Enable with FLYDSL_DUMP_IR=1:

FLYDSL_DUMP_IR=1 FLYDSL_DUMP_DIR=./dumps python test_my_kernel.py

Produces numbered dump files (exact pass count tracks RocmBackend._pipeline_parts()):

dumps/my_func_name/
├── 00_origin.mlir
├── 01_fly_rewrite_func_signature.mlir
├── 02_fly_canonicalize.mlir
├── 03_fly_layout_lowering.mlir
├── 04_fly_int_swizzle_simplify.mlir
├── 05_canonicalize.mlir
├── 06_fly_convert_atom_call_to_ssa_form.mlir
├── 07_fly_promote_regmem_to_vectorssa.mlir
├── 08_convert_fly_to_rocdl.mlir
├── 09_canonicalize.mlir
├── 10_convert_scf_to_cf_cse_convert_gpu_to_rocdl.mlir
│                                      # also runs fly-rocdl-cluster-attr
├── 11_rocdl_attach_target.mlir
├── 12_convert_scf_to_cf.mlir
├── 13_convert_cf_to_llvm.mlir
├── 14_gpu_to_llvm.mlir
├── 15_convert_vector_to_llvm.mlir
├── 16_convert_arith_to_llvm.mlir
├── 17_convert_func_to_llvm.mlir
├── 18_reconcile_unrealized_casts.mlir
├── 19_gpu_module_to_binary.mlir
├── 20_llvm_ir.ll
└── 21_final_isa.s                    # AMD ISA assembly (best-effort)

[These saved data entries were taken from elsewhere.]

Issue #3217, opened 2026-05-08
scalable Pade extrapolation


stevengj:
It would be nice to have a more scalable version of Padé extrapolation (ala #2440) that (a) parallelizes and (b) requires bounded storage independent of the number of time steps.

(a) seems to require implementation at the C++ level so that the computations and storage can be done per-chunk (like DFT accumulation). 

For (b), one idea is (for each DFT point/component), we continue to accumulate the DFT as now, and additionally store the last $n$ timesteps for some $n$ (e.g. $n=20$).    Then we compute the DFT as (accumulated DFT) + (Padé extrapolation from $n$ points).   This could hopefully be very effective because the "tail" of the time series is typically dominated by a small set of resonances, so only a low-order Padé extrapolation (requiring only a few points) should suffice.  

Furthermore, this would give us error measures that we could use to estimate the DFT convergence: the Padé extrapolation itself is an error measure on the accumulated DFT, and we could also use the difference between Padé extrapolation from $n$ points and from $n/2$ points as an error estimate on the extrapolant.

This could be integrated with the existing `dft_fields` objects, with the default being $n=0$ (no extrapolation, i.e. current behavior), so that all existing DFT functions (flux, stress, eigenmode coefficients, adjoints, …) get the option of an extrapolated correction.

stevengj:
Note that you could also then request any frequency you want and it would do a simple low-order interpolation of the accumulated DFT but add the Padé approximant evaluated at *exactly* that frequency.   

In this way you could get "pure" Padé approximation as a special case by setting $n$ to the number of timesteps and having no DFT frequencies.

PR #3277, opened 2026-08-24
[1/n][Adjoint Module] Fix MaterialGrid design-variable attribution in the adjoint gradient

### LINKED ISSUE #1984: Incorrect adjoint gradients with overlapping design variables

smartalecH:
### Stack

| | PR | |
|---:|---|---|
| 1 | #3277 | Fix MaterialGrid design-variable attribution (#1984) **&larr; you are here** |

Fixes #1984.

Stacked on #3274 — based on `fix/adjoint-chunk-pairing-minimal`, so the diff here is just these two commits. Merge #3274 first, then this retargets to `master` cleanly.

While working on a new 3D grating coupler TO example for meep (2 design regions) I noticed that the gradients were rather inaccurate. Claude helped me trace things down to the unique case where we have two adjacent design regions (e.g. a partial etched layer). There were different issues depending on the sizes of the design regions (e.g. if one design region was bigger than the other, then we got a segfault!)

The core issue was that the logic we had for handling multiple design grids during the recombination step wasn't properly bookkeeping the effects near the boundaries. This was because we weren't keeping track of "which grid was which." In addition, we had some hairy "copies" of grids we were trying to use to keep track of multiple grids (hence the crash). So the resulting gradient near the boundary was completely off. To fix this, we simply add a grid id (automatically populated in python) and propagated to the cpp backend via swig.

Practically speaking, this means that **the unit of differentiation is now the design variable, not the grid copy.**

Turns out this bug also affects symmetries (see #1984) and the fix also resolves it.

### DIFF
--- a/src/meepgeom.cpp
+++ b/src/meepgeom.cpp
@@ -15,6 +15,7 @@
 */
 
 #include <algorithm>
+#include <set>
 #include <vector>
 #include "meepgeom.hpp"
 #include "meep_internals.hpp"
@@ -2640,7 +2641,8 @@ get_material_gradient(const meep::vec &r,              // current point
                       geom_epsilon *geps,              // material
                       meep::grid_volume &gv,           // simulation grid volume
                       double du,                       // step size
-                      double *u,                       // matgrid
+                      const std::vector<double *> &us, // matgrid weights, one per
+                                                       // copy of this design grid
                       int idx                          // matgrid index
 ) {
   /*Compute the Aᵤx product from the -λᵀAᵤx calculation.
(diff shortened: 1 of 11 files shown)


lxvm:
I just tested this pr on a two-layer vertical grating coupler with partial etch layer calculation and it dramatically lowered the adjoint error along a directional derivative to 0.2% compared to finite differences. In #3274 the relative error was around 26% and in the latest release the relative error was around 300%. I am a bit surprised that the error dropped so much given that the discretization error for the forward calculation is on the order of 20% at the resolution I am using. Nonetheless, I am looking forward to trying out this pr in an optimization

jin-castle:
This is really nice work, especially the symmetry cases. I ran into a similar, though distinct, issue with symmetries while validating #3274, and it was very difficult to diagnose. I really appreciate the rotated and mirrored regression coverage here.

smartalecH:
Glad to hear it, thanks @lxvm!

> I am a bit surprised that the error dropped so much given that the discretization error for the forward calculation is on the order of 20% at the resolution I am using.

Which "resolution" is this? The simulation resolution, or the "resolution" of your directional derivative (e.g. your Δx)?

Note that meep's hybrid time-/frequency-domain adjoint should match finite difference gradients _regardless of the discretization_. That's because we are differentiating the discretized operator, not the continuous operator (e.g.  differentiate then optimize vs optimize then differentiate). Of course, the step of your finite difference matters (as does whether it's one sided vs centered). But you should get pretty good agreement whether your resolution is 10 or 1000.

We haven't always, and that's because we have bugs 🙃  but let's see if we can track those down now that we have some additional support from coding tools.

lxvm:
Thanks @smartalecH !

The resolution I was referring to was the simulation resolution (i.e. 30 for my simulation for a coupler based on 500nm x 220 nm waveguide dimensions). Thanks for your comment because I had thought meep was using a differentiate then discretize approach, which is not the case. Glad to hear that I should expect good agreement of the adjoint gradients with finite differences (in my test I was using a finite difference step size of 10^-5).

smartalecH:
@lxvm did you try running an optimization after rebasing on this PR?

lxvm:
Yes, I ran an optimization with this pr and it gave improved results compared to the prs leading up to this one. I've been able to do robust optimization of a single mode coupler with length scale and partial etch constraints that attained 50% efficiency which is the best result I've had so far

stevengj:
This looks reasonable to me.

stevengj:
Failing test?

src/meepgeom.cpp
```diff
@@ -2863,6 +2863,7 @@ void material_grids_addgradient_point(double *v, vector3 p, double scalegrad, ge
     do {
       material_data *mg_cur = (material_data *)tpc->objects[oic].o->material;
       if (owner_grid_id < 0 || mg_cur->grid_id == owner_grid_id) {
+        if (udatas.empty()) sz = mg_cur->grid_size;
```
smartalecH, line 2866: cc @stevengj claude picked this up during the rebase (another corner case). It added a test (above) which had a tolerance slightly too tight for single precision.

src/meepgeom.cpp
```diff
@@ -2716,58 +2731,66 @@ With the addition of subpixel smoothing, however, the vJp became
...
+                          dz);
+    int x_list[2] = {x1, x2}, y_list[2] = {y1, y2}, z_list[2] = {z1, z2};
+    int lx = (x1 == x2) ? 1 : 2;
+    int ly = (y1 == y2) ? 1 : 2;
+    int lz = (z1 == z2) ? 1 : 2;
+
+    if (k == 0 && (ukind == material_data::U_MIN || ukind == material_data::U_PROD)) {
+      /* U_MIN and U_PROD carry adjustments defined in terms of the interpolated
+         value at this point. Overlapping grids of these kinds are rejected by
+         the caller, so there is exactly one copy and this is unchanged. */
```
stevengj, line 2762: I don't understand this comment.  Why are overlapping `U_MIN` and `U_PROD` grids "rejected by the caller"?

smartalecH:
Closing in favour of #3297, which is the same branch and the same content, opened from this repository rather than from a fork.

Nothing about the change itself has been revised, and the description is carried over verbatim. The discussion and reviews on this PR stay readable here; please continue on #3297.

If FLYDSL_DEBUG_ENABLE_DEBUG_INFO=1, the debug-info pass adds an extra numbered dump before gpu_module_to_binary.


8. Source Files

FileDescription
python/flydsl/compiler/jit_function.py@jit decorator, MlirCompiler, JitCacheManager
python/flydsl/compiler/kernel_function.py@kernel decorator, KernelFunction, KernelLauncher, CompilationContext
python/flydsl/compiler/jit_executor.pyJITCFunction — ExecutionEngine wrapper
python/flydsl/compiler/jit_argument.pyJitArgumentRegistry, TensorAdaptor, from_dlpack
python/flydsl/compiler/ast_rewriter.pyASTRewriter — Python AST → MLIR control flow
python/flydsl/compiler/protocol.pyget_ir_types, extract_to_ir_values, construct_from_ir_values protocols
python/flydsl/expr/typing.pyTypes (T), Tensor, Stream, Constexpr
python/flydsl/expr/primitive.pyLayout algebra primitives (make_shape, crd2idx, copy, gemm)
python/flydsl/expr/derived.pyDerived types (CopyAtom, MmaAtom, TiledCopy)
python/flydsl/expr/numeric.pyDSL numeric types (Float32, Int32, ...)
python/flydsl/utils/env.pyEnvManager — typed environment variable configuration
python/flydsl/runtime/device.pyget_rocm_arch() GPU detection
include/flydsl/Dialect/Fly/IR/FlyOps.tdFly dialect op definitions
include/flydsl/Dialect/Fly/Transforms/Passes.tdPass declarations (fly-layout-lowering, etc.)